The letter was to the point. After outlining the new developments in the war following the German attack on the Soviet Union, Roosevelt tried to convince Vargas of the need to act swiftly and to allow the United States to send troops to Brazil. The American president was particularly worried about Natal, the capital of the Brazilian state of Rio Grande do Norte and a major hub on Brazilian’s northeastern coastline. Roosevelt warned:
A careful survey of typical German action makes it probable that their blitzkrieg tactics would give to us in the Americas no breathing spell to prepare defenses in any given spot after the Germans had suddenly occupied West Africa and the Cape Verde islands. For in such an event Germany might well launch an air and sea attack against Natal almost immediately.33
Having observed Germany’s spectacular early victories in Europe, the Americans had a wary appreciation for Hitler’s ability to strike quickly and without warning when given the opportunity. And his advances in the African theater made such an opportunity seem increasingly likely, for it would put German troopships and warplanes within the closest proximity yet to the Americas, north and south alike.
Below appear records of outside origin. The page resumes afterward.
Issue #426, opened 2024-10-17
ACPERM RV32 order of rules inconsistency


jamie-melling:
Depending on the order in which you carry out the RV32 ACPERM rules you can get different results.  This does assume that the rules are cascaded, which is not explicitly stated.

Contrived example:

The MXLEN=32 additional rules are:

2. Clear C-permission and X-permission if R-permission is not set.
3. Clear W-permission if C-permission is set, but LM-permission is not set.

Example 1

| R | C | LM | W |  |
|--------|--------|--------|--------|--------|
| 0 | 1 | 0 | 1 | After & with rs2 |
| 0 | 0 | 0 | 1 | After RV32 Rule 2 - Clear C-perm |
| 0 | 0 | 0 | 1 | After RV32 Rule 3 - Does not clear W-perm |

Example 2

| R | C | LM | W |  |
|--------|--------|--------|--------|--------|
| 0 | 1 | 0 | 1 | After & with rs2 |
| 0 | 1 | 0 | 0 | After RV32 Rule 3 - Clear W-perm |
| 0 | 0 | 0 | 0 | After RV32 Rule 2 - Clear C-perm  |

To solve this, the spec needs to be explicit about if and when the rules are cascaded and that in such a case, the ordering of the rules should be enforced.

tariqkurd-repo:
interesting, I see no reason _not_ to cascade the rules

tomaird:
Applying them all exactly in order doesn't quite work either
Currently this rule (for all architectures):

> 3. Clear M-bit unless X-permission is set

is above this rule (for RV32 only):

> 4. Clear X-permission if X-permission and R-permission are set, and C-permission and W-permission are both clear.

But if we apply 3 before 4, then we can end up with X-permission cleared but M-bit set, which isn't valid.

I think there needs to be a deeper thought about the dependencies between these rules

PR #427, opened 2024-10-17
apply ACPERM rules in order

tariqkurd-repo:
fixes https://github.com/riscv/riscv-cheri/issues/426
fixes https://github.com/riscv/riscv-cheri/issues/428

### DIFF
--- a/src/insns/acperm_32bit.adoc
+++ b/src/insns/acperm_32bit.adoc
@@ -45,11 +45,11 @@ The rules from <<acperm_rules>> must be followed When removing permissions.
 | Rule | Permission   | Only valid if
 |  1   | <<c_perm>>   | <<r_perm>> or <<w_perm>>
 3+| See <<acperm_rules_rv32>> for rules 2-5 (RV32 only)
-|  6   | <<sl_perm>>  | <<w_perm>> and <<c_perm>>
-|  7   | <<el_perm>>  | <<c_perm>> and <<r_perm>>
-|  8   | <<lm_perm>>  | <<c_perm>> and <<r_perm>>
-|  9   | <<asr_perm>> | <<x_perm>>
-| 10   | <<m_bit>>    | <<x_perm>>
+|  7   | <<sl_perm>>  | <<w_perm>> and <<c_perm>>
+|  8   | <<el_perm>>  | <<c_perm>> and <<r_perm>>
+|  9   | <<lm_perm>>  | <<c_perm>> and <<r_perm>>
+| 10   | <<asr_perm>> | <<x_perm>>
+| 11   | <<m_bit>>    | <<x_perm>>
 3+| See <<acperm_rules_rv32>> for rule 12 (RV32 only)
 |===
 
@@ -70,8 +70,9 @@ These rules are specifically to meet the encoding requirements for <<cap_perms_e
 |  2   | <<c_perm>>   | <<r_perm>>
 |  3   | <<x_perm>>   | <<r_perm>>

Roosevelt’s letter also contained a second and more intriguing request. The American asked if Brazil was willing to take part in the potential defense of the Portuguese Atlantic islands, better known as the Azores. The small group of islands were deemed to be absolutely vital to maintaining the southern Atlantic shipping corridor between the United States and Great Britain. Roosevelt believed that Portugal, while technically neutral, might be invaded at any moment by the Germans, and that—if it fell—their next move would be to occupy the Azores. Roosevelt argued:
In the interest of the defense of the western hemisphere such occupation would have to be prevented by the United States. In such an event I hope that the government of Portugal would request the United States or Brazil, or both, to assist Portugal in defending both the Azores and the Cape Verde islands.34
Roosevelt was
essentially suggesting a military collaboration between Brazil and the United States—but the subtext of his message was, in Vargas’s mind, an invitation for Brazil to join the war against the Germans.35
Years later, Cordell Hull summed up the thinking behind Roosevelt’s invitation, which was aimed as much at the Portuguese as the Brazilians. In his memoirs, Hull wrote, “We felt that a Brazilian force alongside ours would have a beneficial effect on Portuguese public opinion in such case and would offset German propaganda against us in Portugal.”36 The Portuguese, however, refused to agree to anything that might endanger their own neutrality in the war, and therefore declined to give the Americans or the British any assurance that its government would make such a request if Lisbon did indeed fall to the Germans. President Roosevelt and the British prime minister, Winston Churchill, would raise the question of the Azores with both Brazil and Portugal later in the war, as the strategic importance of the islands to the Allies became even greater. For the time being, however, American hopes—about this and the question of the defense of northern Brazil—would be dashed yet again.
Vargas replied to Roosevelt on July 28 with a short note that was warm in tone, but that stopped short of making any specific commitments to the US requests.37 Vargas simply argued that these issues should be discussed by the mixed Brazilian-American commission of general staff officers, which was due to meet in Rio.38 He had, in effect, passed the buck—and in so doing, had delayed any sort of promise that might diminish US uncertainty about Brazil’s position in the war.